While repairing a model Newcomen steam engine in 1764, Watt was impressed by its
waste of steam. In May 1765, after wrestling with the problem of improving it, he suddenly
came upon a solution—the separate condenser, his first and greatest invention.He
entered into partnership with John Roebuck, the founder of the Carron Works, in 1768,
after having made a small test engine with the help of loans from Joseph Black. The
following year Watt took out the famous patent for “A New Invented Method of Lessening
the Consumption of Steam and Fuel in Fire Engines.”
Meanwhile, Watt in 1766 became a land surveyor; for the next eight years he was
continuously busy marking out routes for canals in Scotland. Bored with surveying and
with Scotland, Watt immigrated to Birmingham in 1774.

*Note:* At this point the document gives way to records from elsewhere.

PR #21802, opened 2026-09-21
Re-score Sentinel G4 when a staging deploy finishes

CamSoper:
### Proposed changes

Sentinel gate **G4 infra-evidence** requires a successful staging deploy at the PR's current head, and it is the one gate documented as **not waivable**. Nothing ever re-ran the Sentinel when that deploy finished, so an infra PR could sit indefinitely on a red gate whose condition it had already met.

PR #21789 is the worked example: Sentinel scored G4 red at 22:41 with no deploy yet; the staging deploy ([run 35659427886](https://github.com/pulumi/docs/actions/runs/35659427886)) went green at 22:44; nothing re-read it; the gate cleared at 23:05 only because someone hand-dispatched `review-sentinel.yml` with `pr_number: 21789`. **This PR automates that manual action.**

#### The one-liner does not work, and I can prove it

The tempting fix is adding `"Build and deploy testing"` to `review-sentinel.yml`'s `workflow_run:` list. It is a silent no-op, twice over:

1. **The event never fires.** GitHub emits no `workflow_run` cascade for a run dispatched with `GITHUB_TOKEN`, and both deploy lanes (`staging-deploy-auto.yml` and `/deploy-staging`, via `staging-deploy.sh`) dispatch with `GITHUB_TOKEN`. This repo already paid for that lesson in #21696 — `staging-status.yml` is a `workflow_run` listener on exactly this workflow, with exactly this wiring, and it has never once fired for a PR-branch deploy.
2. **Even if it fired, it could not name the PR.** `review-sentinel.yml`'s "Resolve PR number" step reads `github.event.workflow_run.pull_requests[0].number`; a dispatched run's event does not populate it. The step would resolve empty, print "No PR number resolvable from this event", and every subsequent step is `if: steps.pr.outputs.pr != ''` — so the trigger would fire and do nothing.

`test_staging_sweep.py::test_adding_the_deploy_to_the_sentinels_workflow_run_list_is_not_the_fix` pins that workflow **out** of the Sentinel's list, with the reasoning, so the no-op cannot be re-landed later as a fix.

On your third question — `workflow_run` only firing for default-branch workflow files — that one does not bite: the listener is on master and fires for runs on any branch. It is the token provenance, not the branch, that kills it.

#### How I verified it, concretely

Everything below is against the live `pulumi/docs` API, not reasoning from docs.

**1. The cascade genuinely never fires.** Over the entire history of `staging-status.yml`: **95 runs — 94 were master *pushes*** (correctly skipped by its own job `if`) **and 1 was a hand-run backfill.** In the same history there are **28 dispatched PR-branch deploys** of "Build and deploy testing". They produced **zero** listener runs: no listener run's `head_sha` matches any of those 28 deploys, and exactly one listener run ever got past its `if` (the manual backfill). Corroborating detail: PR #21789's head `55cd947f2` carries 14 commit statuses and **not one of them is `staging/pulumi-test-io`**, despite a green deploy — the listener never ran for it. Its G4 passed on witness (2), the run record, and only after the manual dispatch.

**2. One correction to the premise.** The REST representation of run 35659427886 *does* populate `pull_requests` with `#21789`, so the "empty array" assumption in the brief is not reliably true for the REST API (the header comment in `staging-status.yml` asserting it is overstated). It is moot here — the event never arrives, so there is nothing to read the field off of — but I would rather flag it than quietly lean on a claim I found to be wrong. The fix does not depend on it either way: the sweep resolves the PR from the head branch and passes `pr_number` explicitly, which is deterministic.

**3. The sweep produces the right answer on production data.** I replayed `staging-sweep.py` in dry-run against a snapshot captured from the live API (real runs, real commit statuses, real open PRs), over the 6-hour window containing the incident:

```
POST repos/pulumi/docs/actions/workflows/review-sentinel.yml/dispatches
     {"ref": "master", "inputs": {"pr_number": "21789"}}
POST repos/pulumi/docs/statuses/55cd947f2…  {"state": "success", "context": "staging/pulumi-test-io", …}
```

It resolved run 35659427886 → branch `camsoper/loving-brown-wsse8v` → **PR #21789**, confirmed that SHA is still the PR's head, and dispatched the Sentinel with that number — byte-for-byte the manual action that cleared the gate. Two other deploys in the window (`jeffmerrick/invalidate-dev-slash-path`) correctly got their status written with **no** poke, because their branch has no open PR.

**4. It is idempotent on that same real data.** I applied sweep 1's writes back into the snapshot and re-ran: sweep 2 finalized 0, poked 0, and sent **no requests at all** — all three SHAs reported `already-recorded`. That matters because this runs every 10 minutes over a 6-hour window.

**What I could not verify end to end:** I cannot make GitHub actually fire a `schedule` trigger from here, so "cron fires, the job starts, `GITHUB_TOKEN` is accepted on `POST /statuses` and `POST /actions/workflows/…/dispatches`" is verified by shape and by the fact that `staging-status.yml` and `staging-deploy-auto.yml` already perform those exact calls with that exact token under the same `permissions:` block — not by observing a scheduled run. First real confirmation will be a scheduled run appearing in the Actions tab after merge. Worth watching once.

In 1776, two engines were installed—one for pumping water in a Staffordshire colliery, the
other for blowing air into the furnaces of British industrialist John Wilkinson, the famous
ironmaster. That year Watt married again; his second wife, Ann MacGregor, bore him two
more children.
By 1790 Watt was a wealthy man, having received £76,000 in royalties on his patents in
11 years. The steam engine did not absorb all his attention, however. He was a member
of the Lunar Society in Birmingham, a group of writers and scientists who wished to
advance the sciences and the arts.
Watt’s long retirement was saddened by the death of a son by his second marriage,
Gregory, and the deaths of many of his close friends. Nevertheless, he traveled with his
wife to Scotland and to France and Germany when the Peace of Amiens was signed in
1802 and continued to work in the garret of his house, which he had equipped as a
workshop. There he invented a sculpturing machine with which he reproduced original
busts and figures for his friends. He also acted as consultant to the Glasgow Water
Company. His achievements were amply recognized in his lifetime: he was made doctor
of laws of the University of Glasgow in 1806 and a foreign associate of the French
Academy of Sciences in 1814 and was offered a baronetcy, which he declined.